[Frontiers in Bioscience 14, 2730-2737, January 1, 2009]

Vision tests in the mouse: Functional phenotyping with electroretinography

Naoyuki Tanimoto1, Regine L. Muehlfriedel1, M. Dominik Fischer1, Edda Fahl1, Peter Humphries2, Martin Biel3, Mathias W. Seeliger1

1Ocular Neurodegeneration Research Group, Centre for Ophthalmology, Institute for Ophthalmic Research, University of Tuebingen, Schleichstrasse 4/3, D-72076 Tuebingen, Germany, 2 Ocular Genetics Unit, Department of Genetics, Trinity College, Dublin 2, Ireland, 3 Center for Integrated Protein Science CIPS-M and Zentrum fuer Pharmaforschung -Department Pharmazie, Pharmakologie fuer Naturwissenschaften, Ludwig-Maximilians-Universitaet Muenchen, Butenandtstr. 5 -13, D-81377 Muenchen, Germany

TABLE OF CONTENTS

1. Abstract
2. Introduction
3. Preparation of mice
4. Recording equipment and settings
5. Recording protocols and interpretations
5.1. Single flash intensity series
5.2. Flicker frequency series
5.3. Cone and rod system contributions
6. Data analysis and presentation
7. Summary and perspective
8. Acknowledgements
9. References

1. ABSTRACT

Electroretinography (ERG) is an established diagnostic technique in clinical ophthalmology and provides objective information about retinal function.

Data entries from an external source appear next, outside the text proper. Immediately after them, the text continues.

PR #22761, opened 2022-09-30
infer more from parameterized types

njr-11:
With the decision not to have an annotation for limit, it needs to be possible to infer when there is a singular result from the result type, which might be parameterized.  This pull experiments with that, as well as with a number of other scenarios where we could use the parameterized type information to correctly infer how to form the result that the application wants to receive.


njr-11:
#build

nmittles (approved):

Issue #22369, opened 2022-09-01
Faces 4.0: Enable com.ibm.ws.jsf.2.2_fat tests for EE10


pnicolucci:
We need to investigate the following:
1) testMyFaces4433 -> https://github.com/OpenLiberty/open-liberty/pull/23845/files
    - Fixed in https://github.com/OpenLiberty/open-liberty/pull/24557
2) [testAjaxZeroDelay](https://github.com/OpenLiberty/open-liberty/blob/9185922ddd82d1b5a4f9300d7f71ecd6d32b1f81/dev/com.ibm.ws.jsf.2.2_fat/fat/src/com/ibm/ws/jsf22/fat/tests/JSF22ResetValuesAndAjaxDelayTests.java#L179) -> https://github.com/OpenLiberty/open-liberty/pull/24076/files
    - Ajax fails in with HTMLUnit, so this has been moved to https://github.com/openliberty/open-liberty/issues/24387

volosied:
## **testAjaxZeroDelay** 
This test looks at whether an ajax request is sent (with a delay of zero) for the "onkeyup" event. Each request is logged in the messages log. 

This may be a HTMLUnit bug as manual tests show the expected behavior.
My guess is that the "onkeyup" is somehow not registered in MyFaces using HTMLUnit.

Manual testing shows: 

http://localhost:9080/TestJSF22Ajax/ajaxZeroDelayTest.jsf

Input is “joh”

<input id=“form1:name” name=“form1:name” type=“text” value=“” onkeyup=“myfaces.ab(this,event,’keyup’,’’,’form1:employeeMatches’,{‘delay’:’0’})”>

```
XHRPOST http://localhost:9080/TestJSF22Ajax/ajaxZeroDelayTest.jsf
XHRPOST http://localhost:9080/TestJSF22Ajax/ajaxZeroDelayTest.jsf
XHRPOST http://localhost:9080/TestJSF22Ajax/ajaxZeroDelayTest.jsf
```

But with the FAT test, Faces 4.0 only sees it as one key press from what I can tell?

## **testMyFaces4433**  - JIRA CREATED: https://issues.apache.org/jira/projects/MYFACES/issues/MYFACES-4563

There appears to be a memory leak with our ViewScope logic (which is what the test looks for). This looks like a legitimate bug, but I only see it occur when the JSF trace is enabled.  I will make a JIRA and continue to investigate it.

pnicolucci:
[...]

PR #22773, opened 2022-10-02
Update copyright date ranges

pnicolucci:
for #22368 and #22369


pnicolucci:
#libby #build

volosied (approved):
Looking at the history, I don't see any other files missing a copyright update. 

I think you got them all.

PR #22779, opened 2022-10-03
align with Jakarta Data sorting

njr-11:
jakarta.data.repository.Sort and jakarta.data.repository.Direction were recently added to Jakarta Data.
Update our experimentation to align with the method signatures of those classes rather than Jakarta NoSQL's.


njr-11:
#build

tabishop (approved):

PR #22801, opened 2022-10-04
Refactored OpenAPIUIBundleUpdater to use ServiceEvents instead of pol…

KeenanMcCarthy:
…ling

Added a ServiceListener implementation that alerts OpenAPIUIBundleUpdater when all the expected OpenAPIUI bundles are ready


KeenanMcCarthy:
#build

PR #22802, opened 2022-10-04
address issue passing wrong x5c params object while getting ec jwk instance

### LINKED ISSUE #22298: fails to create Jose4jEllipticCurveJWK instance
OpenID Connect Client fails to validate JWT due to this error :
CWWKS1737E: The OpenID Connect client [clientid123] failed to validate the JSON Web Token. The cause of the error was: [CWWKS1739E: A signing key required by signature algorithm [ES256] was not available. ] …

Jose4jEllipticCurveJWK class is not storing the correct object type for “x5c” parameter, JWK therefore does not get successfully parsed and runtime fails to find the key to verify the JWT signature

arunavemulapalli:
- change the x5c params object from String to the expected type.
fixes #22298


arunavemulapalli:
#build

teddyjtorres (approved):

arunavemulapalli:
fixes #22298

PR #22834, opened 2022-10-05
align with Jakarta Data Limit parameter and fix package name

njr-11:
Update our experimentation code to switch Limit to a repository method parameter to match what is currently in Jakarta Data.
Replace MappingException which we copied from Jakarta NoSQL and instead use DataException that was recently added to Jakarta Data.
Also, our copy of jakarta.data.repository package classes is currently in the wrong package, so I'm also correcting that.


njr-11:
#build

njr-11:
#build

nmittles (approved):

njr-11:
#libby

PR #24390, opened 2023-02-20
RTC294172 RTC293474 RTC294307 Build break fixes

benjamin-confino:
This PR contains fixes for 

RTC293474 - This validates an app on startup. It is unlikely to fix the error, but tidies the test a little

RTC294307 - This fixes a test failure by merging two methods annotated AfterClass into one method. This fixes a bug that occurs if they run in the wrong order. 

RTC294172 a follow up to #23816 that ensures the updated file to weld is packaged in the jar we ship with liberty.

### DIFF
--- a/dev/com.ibm.ws.cdi.visibility_fat/fat/src/com/ibm/ws/cdi/visibility/tests/vistest/VisTest.java
+++ b/dev/com.ibm.ws.cdi.visibility_fat/fat/src/com/ibm/ws/cdi/visibility/tests/vistest/VisTest.java
@@ -731,10 +731,7 @@ public class VisTest extends FATServletClient {
         if (server != null) {
             server.stopServer();
         }
-    }
 
-    @AfterClass
-    public static void cleanupFeatures() throws Exception {
         server.uninstallSystemFeature("visTest-1.2");
         server.uninstallSystemFeature("visTest-3.0");
     }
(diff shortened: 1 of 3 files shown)


benjamin-confino:
#build

dev/com.ibm.ws.cdi.visibility_fat/fat/src/com/ibm/ws/cdi/visibility/tests/vistest/VisTest.java
```diff
@@ -731,10 +731,7 @@ public static void afterClass() throws Exception {
         if (server != null) {
             server.stopServer();
         }
-    }
 
-    @AfterClass
-    public static void cleanupFeatures() throws Exception {
```
Azquelt, line 737: Revert this change. Doing it as separate methods ensures the uninstall of features is still done even if the `stopServer()` throws an exception.

dev/com.ibm.ws.org.jboss.weld/bnd.overrides
```diff
@@ -76,5 +76,6 @@ Service-Component: \
 Include-Resource: \
   @${repo;org.jboss.weld:weld-osgi-bundle;[2.4.8.Final,3)}!/!META-INF/maven/*, \
   org/jboss/weld/config=${bin}/org/jboss/weld/config, \
-  org/jboss/weld/context=${bin}/org/jboss/weld/context
```
Azquelt, line 79: Please do this in a separate change.

Azquelt (changes requested):

Azquelt (approved):
Comments can be addressed in a follow up PR.

PR #24411, opened 2023-02-21
adding sort criteria to custom queries

njr-11:
Identify the entity variable name from custom queries and use it when generating additional portions of the query, such as the ORDER BY clause.


njr-11:
#build
#libby

nmittles (approved):
There are a couple double spaces in.  I'm not sure if you want to clean that up. Either way I'm approving.
`@Query("SELECT prime.name, prime.hex FROM  Prime  prime  WHERE prime.number <= ?1")`

njr-11:
> There are a couple double spaces in. I'm not sure if you want to clean that up. Either way I'm approving. `@Query("SELECT prime.name, prime.hex FROM Prime prime WHERE prime.number <= ?1")`

The spaces are added on purpose as a test case that the entity variable name still gets identified correctly with extra whitespace.

PR #24416, opened 2023-02-22
Improved exception handling

benjamin-confino:
A follow up to the RTC294307 commit in #24390

This improves the exception handling


benjamin-confino:
#build

Azquelt (approved):

PR #24424, opened 2023-02-22
Remove server reconfiguration from wsoc SecureTest

### LINKED ISSUE #24423: Remove server reconfiguration in wsoc SecureTest
There is no need to reconfigure the server for this test. It looks like this was initially done because the server was started and the server.xml specifies an application that causes errors if the application wasn't available on server startup.

I'm removing the server reconfiguration and deploying the application and updating the server.xml to point to the apps directory.

pnicolucci:
fixes #24423


pnicolucci:
#libby #build

loriadi (approved):
Good clean up, changes look fine.

isaacrivriv (approved):

PR #24428, opened 2023-02-22
fix and re-enable jakarta security 3.0 tokenMinValidity fat tests

jimmy1wu:
- increased the token lifetime to 60s to ensure tokens are valid for long enough when running on slower machines
- made the `tokenMinValidity` tests less flaky by using the `exp` claim to determine the remaining lifetime rather than trying to figure it out using by subtracting the code execution times from the total lifetime


jimmy1wu:
#build
#spawn.fullfat.buckets=io.openliberty.security.jakartasec.3.0.internal_fat.config

jimmy1wu:
#build
#spawn.fullfat.buckets=io.openliberty.security.jakartasec.3.0.internal_fat.config

jimmy1wu:
#libby

c00crane (approved):

PR #24376, opened 2023-02-17
Jakarta Security 3.0: Check for required parameters in token response

ayoho:
Resolves #24350
Resolves #24354

Issue #24338, opened 2023-02-16
NPE when access_token missing from token endpoint response


c00crane:
I've omitted the access_token from the response from the token endpoint and received an NPE.

`[2/16/23, 10:18:39:103 CST] 00000052 id=00000000 nliberty.security.jakartasec.identitystore.OidcIdentityStore 3 validate 
                                                                                                               Exception occurred for client client_1
                                                                                                               java.lang.NullPointerException
	at io.openliberty.security.jakartasec.identitystore.OidcIdentityStore.createAccessTokenFromTokenResponse(OidcIdentityStore.java:167)
	at io.openliberty.security.jakartasec.identitystore.OidcIdentityStore.validate(OidcIdentityStore.java:82)
	at org.jboss.weld.generated.proxies.security.enterprise.identitystore.IdentityStore$329146295$Proxy$_$$_WeldClientProxy.validate(Unknown Source)
	at com.ibm.ws.security.javaeesec.identitystore.IdentityStoreHandlerImpl.validate(IdentityStoreHandlerImpl.java:70)
	at com.ibm.ws.security.javaeesec.identitystore.IdentityStoreHandlerImpl.validate(IdentityStoreHandlerImpl.java:58)
	at java.base/jdk.internal.reflect.NativeMethodAccessorImpl.invoke0(Native Method)
	at java.base/jdk.internal.reflect.NativeMethodAccessorImpl.invoke(NativeMethodAccessorImpl.java:62)
	at java.base/jdk.internal.reflect.DelegatingMethodAccessorImpl.invoke(DelegatingMethodAccessorImpl.java:43)
	at java.base/java.lang.reflect.Method.invoke(Method.java:566)
	at org.jboss.weld.bean.proxy.AbstractBeanInstance.invoke(AbstractBeanInstance.java:38)
	at org.jboss.weld.bean.proxy.ProxyMethodHandler.invoke(ProxyMethodHandler.java:106)
	at org.jboss.weld.generated.proxies.security.enterprise.identitystore.IdentityStoreHandler$1302446337$Proxy$_$$_Wel`

c00crane:
[npe.zip](https://github.com/OpenLiberty/open-liberty/files/10759915/npe.zip)

c00crane:
Tests are no longer getting the NPE.

PR #24429, opened 2023-02-22
check to prevent npe in case access token is missing in the token response

arunavemulapalli:
address #24338

we may not run into this once the token response validation is done to make sure that the required parameters exist in the response ( #24376 )


arunavemulapalli:
#build
#spawn.fullfat.buckets=io.openliberty.security.jakartasec.3.0.internal_fat,io.openliberty.security.jakartasec.3.0.internal_fat.config,io.openliberty.security.jakartasec.3.0.internal_fat.logout,io.openliberty.security.jakartasec.3.0.internal_fat.refresh

ayoho (approved):

PR #24430, opened 2023-02-22
Test sessionDatabase-1.0 with InstantOn

tjwatson:


tjwatson:
#build

tjwatson:
#libby

tjwatson:
#build

dazavala (dismissed):
Hello.  The solution and FAT look great.  Some copyrights need updating.  And one question: Is it necessary to verify the session store db table does not initialize during checkpoint?  This is a specific case of a more general question, actually.

tjwatson:
> Hello. The solution and FAT look great. Some copyrights need updating. And one question: Is it necessary to verify the session store db table does not initialize during checkpoint? This is a specific case of a more general question, actually.

I didn't change anything WRT to db table initialization.  My rational was that each and every server startup would go through the same path as this as far as DB access is concerned.  So here I am just make that so as well.  Only it is ensured to happen on the restore side.  But if you consider a containerized liberty application without InstantOn each time you launch such an application the same path in the code would be run each time you launch that container.  This change makes that also happen for InstantOn.

tjwatson:
#build

tjwatson:
#build

dazavala (approved):
Improvements to thread safety and field simplification in the session invalidator look good.

tjwatson:
#libby

tjwatson:
Fixes #23704

PR #24439, opened 2023-02-23
Fix defect in RTC 294713. Certificates used by was-ldap11 and was-lda…

jvanhill:
…p21 were using old signature algorithms that were no longer accepted by newer versions of Java.


jvanhill:
#build

ryanesch (approved):

PR #24441, opened 2023-02-23
Check that restore succeeded

tjwatson:


tjwatson:
#build

tjwatson:
#build

dev/fattest.simplicity/src/componenttest/topology/impl/LibertyServer.java
```diff
@@ -1823,6 +1823,19 @@ public void run() {
...
+            // The return code is 0 indicating the server started, likely recovered
+            // set as started but then stop the server
+            setStarted();
+            try {
+                stopServer();
+            } catch (Exception e) {
+                Log.error(c, method, e);
+                // we don't want to fail if stop fails
+            }
+            fail("The server did not restore successfully");
```
sebratton, line 1837: I wonder if failing with an assert like this will still allow for collection of the server log to diagnose the restore from checkpoint which failed? It's similar to the fail assertion for `if (output.getReturnCode() != 0)` above but I don't recall seeing it fail in that code path, so not sure if it will always collect logs there either. We _may_ need a `postStopServerArchive()` call

sebratton (approved):

tjwatson:
#libby

PR #24442, opened 2023-02-23
Archive fat logs when checkpoint operation fails.

sebratton:
Some checkpoint FAT failure scenarios did not save the server logs.

### DIFF
--- a/dev/fattest.simplicity/src/componenttest/topology/impl/LibertyServer.java
+++ b/dev/fattest.simplicity/src/componenttest/topology/impl/LibertyServer.java
@@ -1840,20 +1840,32 @@ public class LibertyServer implements LogMonitorClient {
      *
      * @param output
      */
-    private void checkpointValidate(ProgramOutput output, boolean expectStartFailure) throws Exception {
-        if (!expectStartFailure) {
-            assertEquals("Checkpoint operation return code should be zero", 0, output.getReturnCode());
+    private void checkpointValidate(ProgramOutput output, boolean expectCheckpointFailure) throws Exception {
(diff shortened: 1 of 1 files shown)


sebratton:
#build

dev/fattest.simplicity/src/componenttest/topology/impl/LibertyServer.java
```diff
@@ -1840,20 +1840,32 @@ public void run() {
...
-        }
-        // validate server not started
-        resetStarted();
-        if (isStarted) {
-            Exception fail = new Exception("Server should not be started after a checkpoint operation");
-            Log.error(c, "Server should not be started after a checkpoint operation", fail);
-            throw fail;
+    private void checkpointValidate(ProgramOutput output, boolean expectCheckpointFailure) throws Exception {
+        String method = "checkpointValidate";
+        Log.info(c, method, method);
```
tjwatson, line 1845: Did you intend to use `Log.entering` here instead?

tjwatson (approved):

dev/fattest.simplicity/src/componenttest/topology/impl/LibertyServer.java
sebratton: I initially tried log.entering but it didn't result in any message with the default trace settings.  I really only wanted that to help with understaning the change when I was testing it. But I'd just as soon leave it there. It may be useful in following when the new code path is taken.

sebratton:
#build

sebratton:
#libby-bot

PR #24602, opened 2023-03-07
OneToOne entities

njr-11:
Initial set of updates to allow OneToOne entity mappings.
At this point, you can define a OneToOne mapping and not otherwise have to declare the entity that it maps to, and you can have a repository method return type be an entity that was mapped as OneToOne.


njr-11:
#build

jmstephensgit (approved):

PR #24610, opened 2023-03-08
Objectclass in filter should be case insensitive

ryanesch:
Using 'objectclass' in userFilter and groupFilter should be case insensitive. This is hard to diagnose as a user, but you may be hitting this issue if you are making user registry calls for display name and nothing is returned, but a user registry call for security name does return the user.
This is because the filters are parsed for objectclasses that are later used to identify entities as Groups and PersonAccounts.


ryanesch:
#build

ryanesch:
#build

jvanhill (approved):

ryanesch:
#build

wraschke:
#libby

PR #24623, opened 2023-03-08
Remove hard-coded port in test app annotation

c00crane:
The RedirectToOriginalResourceTruePromptNoneServlet app has a hard coded port in the @OpenIdAuthenticationMechanismDefinition annotation.  We can't guarantee the port that we'll get when the tests are running.  This instance of the annotation should use the variable value set by the test class at runtime.

There is a test that is using a hard coded value for the providerURI, but that test is skipped if we don't get the default port of 8920.  This test does not need a hard coded value.


c00crane:
#build
#spawn.fullfat.buckets=io.openliberty.security.jakartasec.3.0.internal_fat

jimmy1wu (approved):

teddyjtorres (approved):

Issue #24631, opened 2023-03-08
Fix ClassCastException during the de-serialization of CDI Injected Event


volosied:
**Describe the bug**  
A passivated (i.e. serializable) bean which has an injected jakarta.enterprise.event.Event (or javax equivalent) will not be properly restored.  This can be encountered when session persistence is enabled and session data is serialized and de-serialized from a database.

The FFDC: 
```
Stack Dump = java.lang.ClassCastException: cannot assign instance of org.jboss.weld.event.EventImpl$SerializationProxy to field org.apache.myfaces.flow.cdi.FlowScopeContextualStorageHolder.flowDestroyedEvent of type jakarta.enterprise.event.Event in instance of org.apache.myfaces.flow.cdi.FlowScopeContextualStorageHolder
	at java.base/java.io.ObjectStreamClass$FieldReflector.setObjFieldValues(ObjectStreamClass.java:2076)
	at java.base/java.io.ObjectStreamClass$FieldReflector.checkObjectFieldValueTypes(ObjectStreamClass.java:2039)
	at java.base/java.io.ObjectStreamClass.checkObjFieldValueTypes(ObjectStreamClass.java:1293)
	at java.base/java.io.ObjectInputStream.defaultCheckFieldValues(ObjectInputStream.java:2512)
```
 

**Steps to Reproduce**  

If a passivated bean contains code as such below, and this bean is then serialized, such as via sessionDatabase-1.0 , the ClassCastException will occur: 

    @Inject
    private Event<someType> someEvent;

**Expected behavior**  
The CDI event objects should be restored without errors. 

**Diagnostic information:**  
 - OpenLiberty Version: All. (Fix targeted for 22.0.0.3) 
 - Affected feature(s) cdi-1.2, cdi-2.0, cdi-3.0, cdi-4.0, (sessionDatabase-1.0, if following the example above) 
 - Java Version: n/a
 - server.xml configuration: n/a 
 
**Additional context**  
This problem was discovered via faces-4.0 (currently in beta as of this post) for this following event: https://github.com/apache/myfaces/blob/myfaces-core-module-4.0.0/impl/src/main/java/org/apache/myfaces/flow/cdi/FlowScopeContextualStorageHolder.java#L65-L67

volosied:
Fixed, so I'll close it out. 

Tests will be added under #24679

PR #24636, opened 2023-03-09
Fix passivation of CDI beans with injected Event

benjamin-confino:
Add two packages to the list of packages to search when deserializing objects from a passivated bean.

`org.jboss.weld.event` contains the implementation for an injected `Event` and after some debugging we found that `org.jboss.weld.annotated.slim.unbacked` was needed in some cases as well, though this isn't shown by the test in this PR.

for #24631


benjamin-confino:
#build

benjamin-confino:
#build

benjamin-confino:
Previous build didn't fail, but its still running and way overdue.

benjamin-confino:
#libby

volosied (approved):
Changes are good for MyFaces! Thanks! Please merge when you can :)

Issue #24578, opened 2023-03-07
Application can't recover from exceptions thrown during startup


inad9300:
I am opening this ticket as a follow-up to https://github.com/OpenLiberty/ci.maven/issues/1588, as it was determined that the issue belonged to the Open Liberty runtime rather than the Maven plugin.

**Describe the bug**  

Exceptions thrown during application startup lead to the application crashing and being unable to restart even when the source of the problem is fixed. The following message is shown on any application restart attempts thereafter:

> During application startup, the application failed to start because multiple applications were found to have the name of \<my-application-name>.

**Steps to Reproduce**  

From https://github.com/OpenLiberty/ci.maven/issues/1588#issuecomment-1412725373:

> [create] this simple class and [enable] the CDI feature:
> 
> ```java
> @ApplicationScoped
> public class MyObserver {
> 
>     public void onInit(@Observes @Initialized(ApplicationScoped.class) Object bean ) {
>     	Class clazz = this.getClass();
>         // Uncomment to cause failure
>     	//clazz = null;
>     	System.out.println("From onInit(), in " + clazz.toString());    	
>     }
> }
> ```
> [...] All you'd need to do is:
>
> 1. `mvn liberty:run` # Wait for server and app to complete startup. The 'run' goal includes the "all-in-one" aspect of 'dev' (install + configure Liberty, deploy app) but it doesn't run in the "watcher" loop. It just runs the server in the foreground.
> 2. Make your app source change
> 3. `mvn compile` # watch app update
> 4. Make another source change
> 5. `mvn compile` # watch app update again
> [...]

**Expected behavior**  

The application should be able to restart after the code that throws an exception at startup is fixed.

**Diagnostic information:**  
- OpenLiberty Version: I am unable to determine. Actually, I would like help to do so. I believe the Maven plugin keeps it up to date automatically, but I don't know how to control this or how to check what's the current version of Open Liberty that I'm using.
- Affected feature(s): possibly all, don't know specifically
- Java Version: I'm using Docker image `eclipse-temurin:17.0.4.1_1-jdk-jammy`
- server.xml configuration: Please find it in https://github.com/OpenLiberty/ci.maven/issues/1587#issuecomment-1242933252

pmd1nh:
@inad9300 Hi,  can you please collect a trace so I can debug this problem?
In server.xml set,
`
[...]

PR #24723, opened 2023-03-17
Clear application metadata on init failure

brenthdaniel:


brenthdaniel:
#build

brenthdaniel:
@hutchig I think you maintain grpc? The changes here were needed because we are now fully uninstalling applications that fail to start. In the case where a GRPC service fails to start because of a duplicate service name it was removing the legitimate service with the same name from the grpc runtime. I fixed that by scoping the services by the j2eeName, but if you prefer another solution let me know.

hlhoots (approved):
LGTM

brenthdaniel:
#build

hutchig (approved):
Looks good to me, and thank you for the test material too.

brenthdaniel:
#run-libby-bot

brenthdaniel:
Fix for #24578

PR #24769, opened 2023-03-22
move JPA entities to Data JPA tests

njr-11:
Refactor the separation between the io.openliberty.data.internal_fat and io.openliberty.data.internal_fat_jpa test buckets such that the former does not include JPA entity annotations and can run with Jakarta Data plus JDBC only whereas the latter has JPA entity annotations and runs with Jakarta Data plus Jakarta Persistence.


njr-11:
#build

KyleAure (approved):

PR #24803, opened 2023-03-24
switch from data provider to CDI extension step

njr-11:
Align with spec update to have each Jakarta Data provider plug in via its own CDI extension, rather than a provider model with central handling from a single CDI extension.


njr-11:
#build

mswatosh (dismissed):

njr-11:
#build
#libby

mswatosh (approved):

Issue #23947, opened 2023-01-17
Deadlock reported when creating SIP Listening endpoint


TiborBeres:
Deadlock reported when creating SIP Listening endpoint

PR #24832, opened 2023-03-27
remove synchronized from createSIPListenningConnection method to prevent deadlock

TiborBeres:
Custumer has reported a deadlock when starting up sipcontainer where the sipcontainer and the channel framework both placed a lock on the thread. 

Converting createSIPListenningConnection from synchronized to not syncronized should prevent this deadlock.


TiborBeres:
Fixes #23947

TiborBeres:
pull request for #23947

TiborBeres:
#build

epj (approved):
okay since CF synchronizes at its level it should be safe to remove the sync at SIP level

PR #130, opened 2019-10-17
Better work with cassandra image

allamand:
* add script for liveness probe
    * Remove Env var injected in Cassandra Pod since they are onbly used in Bootstrap Init Container
    * Disable entrypoint for native docker image since it breaks configuration done by Bootstrap Container


docker/bootstrap/files/pre_stop.sh
```diff
@@ -17,18 +17,18 @@
 
 set -e
 
-echo "running PreStop Hook" > /proc/1/fd/1
-echo "**disablegossip**" > /proc/1/fd/1
+echo "running PreStop Hook"
+echo "**disablegossip**"
 nodetool disablegossip
 sleep 1
-echo "**disablebinary**" > /proc/1/fd/1
```
allamand: I remove this because we can't use it in ReadOnluy Container.
But this is no more logs in the output of the container.
@cscetbon If you think at a solution to allow to log that in the output that would be great :)

docker/cassandra/Dockerfile
```diff
@@ -3,3 +3,8 @@ FROM cassandra:3.11
 RUN  apt-get update && apt-get -qq -y install \
        libcap2-bin \
      && setcap cap_ipc_lock=ep $(readlink -f $(which java))
+
+#Make sure we don't use image entrypoint (the bootstrap is done by CassKop)
+ENTRYPOINT []
+#Just start Cassandra
```
allamand: In order to avoid the default image to configure /etc/cassandra when starting (and because I've already done it in the bootstrap phase, I disable it here)
@cscetbon It would be better to disable this in the Operator no ?

docker/cassandra/Dockerfile
```diff
@@ -3,3 +3,8 @@ FROM cassandra:3.11
...
+CMD ["cassandra", "-f"]
```
allamand: also maybe the operator can specify this command by default WDYT ?

docker/cassandra/Makefile
```diff
@@ -14,37 +14,44 @@
 
 PROJECT_ID?=orangeopensource
 ifeq ($(CI_REGISTRY_IMAGE),)
-	PROJECT?=${PROJECT_ID}/cassandra
+	PROJECT?=${PROJECT_ID}/cassandra-image
```
allamand: because it's open on artifactory ;)

documentation/development.md
```diff
@@ -339,6 +347,46 @@ make helm-package
 then add to git the package and make a PR on the repo.
 
 
+## With OLM (Operator Lifecycle Manager)
```
allamand: Work in progress on OLM..

allamand:
rebasing on master

docker/cassandra/Dockerfile
allamand: Yes Tests e2e where not passing because of entrypoint enabled by default in the official wassandra image

docker/cassandra/Dockerfile
allamand: also now I don't add entrypoint and cmd here

PR #133, opened 2019-10-23
helm: Adds crds folder in order to install crds with helm v3

### LINKED ISSUE #132: Helm3 CRD Support
Helm v2 has now reached its latest release, and ongoing development is going toward Helm v3.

This technique is also applied in basic research, where animal models of hereditary retinopathies have significantly contributed to our understanding of the composition of ERG responses in general and how retinal degenerative pathologies alter retinal function specifically. Indeed, electrophysiologic assessment of transgenic mice, which are genetically engineered to mimic human mutations that lead to retinal diseases, can be well compared with clinical data. Furthermore, limitations on examinations (e.g. length of measurement, range of light intensity) are much less of a concern when assessing mice compared to human patients. In order to measure and analyze retinal responses properly, several important aspects have to be considered. This paper focuses on these aspects, and shows exemplary ERG data which were obtained from normal wild-type mice and from transgenic mice with specific functional properties, namely Rho-/- (rod opsin knockout, cone function only), and Cnga3-/- (cone CNG channel deficient, rod function only) to illustrate rod and cone system contributions to ERG responses.